** Opening DATA SUPPLIED block **

Issue #2070, opened 2025-11-18
Use external_id instead of id for admin routes


binary-koan:
## What

- Update all URLs and JSON formats in admin to use the `external_id` of records rather than the `id`
- Support the numeric ID in URLs and redirect to the `external_id` version

## Why

- We should consistently return external IDs for all frontend code to make it clearer for contributors and AI
- Easier to share admin links in public issue descriptions etc

### Subtasks
- [x] Users https://github.com/antiwork/gumroad/pull/2375
- [x] Products https://github.com/antiwork/gumroad/pull/2555
- [x] Purchases https://github.com/antiwork/gumroad/pull/2332
- [x] Merchant Accounts https://github.com/antiwork/gumroad/pull/2361
- [x] Affiliates https://github.com/antiwork/gumroad/pull/2375
- [x] Payouts https://github.com/antiwork/gumroad/pull/2467

binary-koan:
@slavingia @EmCousin FYI - worth a separate issue to #2060 IMO

EmCousin:
@nyomanjyotisa PR merged. You can get started now!

nyomanjyotisa:
The PR is ready for review https://github.com/antiwork/gumroad/pull/2147

nyomanjyotisa:
### Subtasks
- [ ] Users https://github.com/antiwork/gumroad/pull/2375
- [ ] Products 
- [x] Purchases https://github.com/antiwork/gumroad/pull/2332
- [x] Merchant Accounts https://github.com/antiwork/gumroad/pull/2361
- [ ] Affiliates https://github.com/antiwork/gumroad/pull/2375
- [ ] Payouts

PR #2375, opened 2025-12-17
refactor(users and affiliates): use external_id instead of id

nyomanjyotisa:
Part of https://github.com/antiwork/gumroad/issues/2070

# Summary
Migrated **Users** and **Affiliates** admin routes to use external_id instead of numeric database IDs for better security, consistency, and public shareability. Migrated both in a single PR since they share common concerns.

# After
### Redirect id to external id

https://github.com/user-attachments/assets/00c3f516-92b2-4f37-8e51-38c549c7dde8

### Users paginations

https://github.com/user-attachments/assets/d29d557f-a519-4328-9ece-1731c1d577cb

### No unintended redirect when using a username that starts witha  number

https://github.com/user-attachments/assets/15e3adce-d8eb-4147-9282-c8377cd9cac5

### Test all actions on the user show page

https://github.com/user-attachments/assets/83de42d6-42c0-44ad-adf4-cc2c5a9aed97

### Search by external id

https://github.com/user-attachments/assets/bc604229-c8a8-4a60-bb6c-bbd2b14be726

### Redirect id to external id

https://github.com/user-attachments/assets/77af47cc-f4dd-4911-abde-d592804241ed

### No unintended redirect when using a username that starts with a number

https://github.com/user-attachments/assets/70fef192-fb55-4c18-990a-eaeaf4bde5d8

### Search by external id

https://github.com/user-attachments/assets/032fb572-6d47-4330-990f-c996b7a1e782

### DIFF
--- a/app/models/user.rb
+++ b/app/models/user.rb
@@ -1218,9 +1218,10 @@ class User < ApplicationRecord
       value.presence && Mail::Address.new(value).domain
     end
 
+    # Checks if a value is purely numeric (returns true for both database IDs and external_ids).
+    # Used in redirect logic after external_id lookup fails, to distinguish numeric identifiers
+    # from usernames that start with numbers (e.g., "1jyo" should not redirect to user with id=1).
     def self.id?(value)
-      return false if value.blank?
-
-      value.to_s == value.to_i.to_s
+      value.present? && value.to_s == value.to_i.to_s
     end
 end


app/models/user.rb
```diff
@@ -1213,4 +1213,10 @@ def reset_avatar_changed
     def to_email_domain(value)
       value.presence && Mail::Address.new(value).domain
     end
+
+    def self.id?(value)
+      raise ArgumentError, "value can't be blank" if value.blank?
+
+      value.to_i.to_s == value
```
nyomanjyotisa: The User model does not use the `ExternalId` module, and both id and external_id are numeric (e.g. id = 10, external_id = 7269625173515)

Created this method on the User model to determine whether a given value/parameter should be treated as an id

app/controllers/admin/affiliates_controller.rb
```diff
@@ -33,9 +33,12 @@ def show
...
   private
     def fetch_affiliate
-      @affiliate_user = User.find_by(username: params[:id])
-      @affiliate_user ||= User.find_by(id: params[:id])
-      @affiliate_user ||= User.find_by_external_id(params[:id].gsub(/^ext-/, ""))
+      @affiliate_user = User.find_by(username: params[:external_id])
+      @affiliate_user ||= User.find_by_external_id(params[:external_id])
+
+      if @affiliate_user.nil? && User.id?(params[:external_id]) && (user = User.find_by(id: params[:external_id]))
+        return redirect_to admin_affiliate_path(user.external_id)
```
nyomanjyotisa, line 40: Used `.id?` here to prevent unintended redirection when accessing a username that starts with a number (e.g. 1jyo).
Without `User.id?(params[:external_id])`, visiting `/1jyo` would incorrectly redirect to the user with id = 1.

Also added an `@affiliate_user.nil?` check as a safety measure, in case a user’s id and external_id could overlap in the future

app/controllers/concerns/admin/fetch_user.rb
```diff
@@ -7,15 +7,19 @@ def fetch_user
         User.find_by(email: user_param)
       else
         User.where(username: user_param)
-            .or(User.where(id: user_param))
             .or(User.where(external_id: user_param))
             .first
       end
 
+      if @user.nil? && User.id?(user_param) && (user = User.find_by(id: user_param))
```
nyomanjyotisa, line 14: Same as above

nyomanjyotisa:
Hi @EmCousin Could you help to review this? Failing test unrelated

app/models/user.rb
EmCousin: If I'm not mistaken, there are a couple of issues here:

```ruby
# Should return true, but returns false because the argument is an Integer
# We can't just assume the compared value is always a string
User.id?(1)
=> false 

# Should return false because it's an external id, but returns true
User.id?("7269625173515")
=> true 
```

app/controllers/admin/affiliates_controller.rb
EmCousin: We probably need to cover this with extra tests to ensure no regression is happening

nyomanjyotisa: @EmCousin Added extra tests for these

Only `if user = User.find_by(id: params[:external_id])`
image

Full `if @affiliate_user.nil? && User.id?(params[:external_id]) && (user = User.find_by(id: params[:external_id]))`
image


Test command `bundle exec rspec spec/controllers/admin/affiliates_controller_spec.rb:88 spec/controllers/admin/affiliates_controller_spec.rb:113 spec/controllers/admin/users_controller_spec.rb:70 spec/controllers/admin/users_controller_spec.rb:94`

app/models/user.rb
nyomanjyotisa: @EmCousin

`.id?` is intended to return true for both database IDs and external IDs

In usage, this is always combined with `@user.nil?`, so the redirect checks is skipped when a user already exists. We attempt `User.find_by_external_id(params[:external_id])` before this check, which means valid external IDs are already resolved and won’t be affected by the redirect logic.

So the flow is:
- Try to resolve by external_id
- If no user is found and the value looks like an ID, handle it as an ID

And updated the checks to `value.to_s == value.to_i.to_s` so it return true for `User.id?(1)`

And added some tests for the `id?` method [here](https://github.com/antiwork/gumroad/pull/2375/commits/a3cbd8156fe663dd39e77f35c500834019112326#diff-bb8bcb6ef2e13ab9491f4f9ec48be47ee025d7f0752a25029d40810af2c65ee1)

app/models/user.rb
```diff
@@ -1217,4 +1217,10 @@ def reset_avatar_changed
     def to_email_domain(value)
       value.presence && Mail::Address.new(value).domain
     end
+
+    def self.id?(value)
+      return false if value.blank?
+
+      value.to_s == value.to_i.to_s
```
EmCousin:
```suggestion
      value.present? && value.to_s == value.to_i.to_s
```

EmCousin: This method is worth a comment in my opinion. It's hard to understand why we are doing this when looking solely at the code.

** Closing DATA SUPPLIED block **

YOUR ASSIGNMENT:
Every entry shown earlier is to be returned exactly, line for line.

SOLUTION BELOW:
Issue #2070, opened 2025-11-18
Use external_id instead of id for admin routes


binary-koan:
## What

- Update all URLs and JSON formats in admin to use the `external_id` of records rather than the `id`
- Support the numeric ID in URLs and redirect to the `external_id` version

## Why

- We should consistently return external IDs for all frontend code to make it clearer for contributors and AI
- Easier to share admin links in public issue descriptions etc

### Subtasks
- [x] Users https://github.com/antiwork/gumroad/pull/2375
- [x] Products https://github.com/antiwork/gumroad/pull/2555
- [x] Purchases https://github.com/antiwork/gumroad/pull/2332
- [x] Merchant Accounts https://github.com/antiwork/gumroad/pull/2361
- [x] Affiliates https://github.com/antiwork/gumroad/pull/2375
- [x] Payouts https://github.com/antiwork/gumroad/pull/2467

binary-koan:
@slavingia @EmCousin FYI - worth a separate issue to #2060 IMO

EmCousin:
@nyomanjyotisa PR merged. You can get started now!

nyomanjyotisa:
The PR is ready for review https://github.com/antiwork/gumroad/pull/2147

nyomanjyotisa:
### Subtasks
- [ ] Users https://github.com/antiwork/gumroad/pull/2375
- [ ] Products 
- [x] Purchases https://github.com/antiwork/gumroad/pull/2332
- [x] Merchant Accounts https://github.com/antiwork/gumroad/pull/2361
- [ ] Affiliates https://github.com/antiwork/gumroad/pull/2375
- [ ] Payouts

PR #2375, opened 2025-12-17
refactor(users and affiliates): use external_id instead of id

nyomanjyotisa:
Part of https://github.com/antiwork/gumroad/issues/2070

# Summary
Migrated **Users** and **Affiliates** admin routes to use external_id instead of numeric database IDs for better security, consistency, and public shareability. Migrated both in a single PR since they share common concerns.

# After
### Redirect id to external id

https://github.com/user-attachments/assets/00c3f516-92b2-4f37-8e51-38c549c7dde8

### Users paginations

https://github.com/user-attachments/assets/d29d557f-a519-4328-9ece-1731c1d577cb

### No unintended redirect when using a username that starts witha  number

https://github.com/user-attachments/assets/15e3adce-d8eb-4147-9282-c8377cd9cac5

### Test all actions on the user show page

https://github.com/user-attachments/assets/83de42d6-42c0-44ad-adf4-cc2c5a9aed97

### Search by external id

https://github.com/user-attachments/assets/bc604229-c8a8-4a60-bb6c-bbd2b14be726

### Redirect id to external id

https://github.com/user-attachments/assets/77af47cc-f4dd-4911-abde-d592804241ed

### No unintended redirect when using a username that starts with a number

https://github.com/user-attachments/assets/70fef192-fb55-4c18-990a-eaeaf4bde5d8

### Search by external id

https://github.com/user-attachments/assets/032fb572-6d47-4330-990f-c996b7a1e782

### DIFF
--- a/app/models/user.rb
+++ b/app/models/user.rb
@@ -1218,9 +1218,10 @@ class User < ApplicationRecord
       value.presence && Mail::Address.new(value).domain
     end
 
+    # Checks if a value is purely numeric (returns true for both database IDs and external_ids).
+    # Used in redirect logic after external_id lookup fails, to distinguish numeric identifiers
+    # from usernames that start with numbers (e.g., "1jyo" should not redirect to user with id=1).
     def self.id?(value)
-      return false if value.blank?
-
-      value.to_s == value.to_i.to_s
+      value.present? && value.to_s == value.to_i.to_s
     end
 end


app/models/user.rb
```diff
@@ -1213,4 +1213,10 @@ def reset_avatar_changed
     def to_email_domain(value)
       value.presence && Mail::Address.new(value).domain
     end
+
+    def self.id?(value)
+      raise ArgumentError, "value can't be blank" if value.blank?
+
+      value.to_i.to_s == value
```
nyomanjyotisa: The User model does not use the `ExternalId` module, and both id and external_id are numeric (e.g. id = 10, external_id = 7269625173515)

Created this method on the User model to determine whether a given value/parameter should be treated as an id

app/controllers/admin/affiliates_controller.rb
```diff
@@ -33,9 +33,12 @@ def show
...
   private
     def fetch_affiliate
-      @affiliate_user = User.find_by(username: params[:id])
-      @affiliate_user ||= User.find_by(id: params[:id])
-      @affiliate_user ||= User.find_by_external_id(params[:id].gsub(/^ext-/, ""))
+      @affiliate_user = User.find_by(username: params[:external_id])
+      @affiliate_user ||= User.find_by_external_id(params[:external_id])
+
+      if @affiliate_user.nil? && User.id?(params[:external_id]) && (user = User.find_by(id: params[:external_id]))
+        return redirect_to admin_affiliate_path(user.external_id)
```
nyomanjyotisa, line 40: Used `.id?` here to prevent unintended redirection when accessing a username that starts with a number (e.g. 1jyo).
Without `User.id?(params[:external_id])`, visiting `/1jyo` would incorrectly redirect to the user with id = 1.

Also added an `@affiliate_user.nil?` check as a safety measure, in case a user’s id and external_id could overlap in the future

app/controllers/concerns/admin/fetch_user.rb
```diff
@@ -7,15 +7,19 @@ def fetch_user
         User.find_by(email: user_param)
       else
         User.where(username: user_param)
-            .or(User.where(id: user_param))
             .or(User.where(external_id: user_param))
             .first
       end
 
+      if @user.nil? && User.id?(user_param) && (user = User.find_by(id: user_param))
```
nyomanjyotisa, line 14: Same as above

nyomanjyotisa:
Hi @EmCousin Could you help to review this? Failing test unrelated

app/models/user.rb
EmCousin: If I'm not mistaken, there are a couple of issues here:

```ruby
# Should return true, but returns false because the argument is an Integer
# We can't just assume the compared value is always a string
User.id?(1)
=> false 

# Should return false because it's an external id, but returns true
User.id?("7269625173515")
=> true 
```

app/controllers/admin/affiliates_controller.rb
EmCousin: We probably need to cover this with extra tests to ensure no regression is happening

nyomanjyotisa: @EmCousin Added extra tests for these

Only `if user = User.find_by(id: params[:external_id])`
image

Full `if @affiliate_user.nil? && User.id?(params[:external_id]) && (user = User.find_by(id: params[:external_id]))`
image


Test command `bundle exec rspec spec/controllers/admin/affiliates_controller_spec.rb:88 spec/controllers/admin/affiliates_controller_spec.rb:113 spec/controllers/admin/users_controller_spec.rb:70 spec/controllers/admin/users_controller_spec.rb:94`

app/models/user.rb
nyomanjyotisa: @EmCousin

`.id?` is intended to return true for both database IDs and external IDs

In usage, this is always combined with `@user.nil?`, so the redirect checks is skipped when a user already exists. We attempt `User.find_by_external_id(params[:external_id])` before this check, which means valid external IDs are already resolved and won’t be affected by the redirect logic.

So the flow is:
- Try to resolve by external_id
- If no user is found and the value looks like an ID, handle it as an ID

And updated the checks to `value.to_s == value.to_i.to_s` so it return true for `User.id?(1)`

And added some tests for the `id?` method [here](https://github.com/antiwork/gumroad/pull/2375/commits/a3cbd8156fe663dd39e77f35c500834019112326#diff-bb8bcb6ef2e13ab9491f4f9ec48be47ee025d7f0752a25029d40810af2c65ee1)

app/models/user.rb
```diff
@@ -1217,4 +1217,10 @@ def reset_avatar_changed
     def to_email_domain(value)
       value.presence && Mail::Address.new(value).domain
     end
+
+    def self.id?(value)
+      return false if value.blank?
+
+      value.to_s == value.to_i.to_s
```
EmCousin:
```suggestion
      value.present? && value.to_s == value.to_i.to_s
```

EmCousin: This method is worth a comment in my opinion. It's hard to understand why we are doing this when looking solely at the code.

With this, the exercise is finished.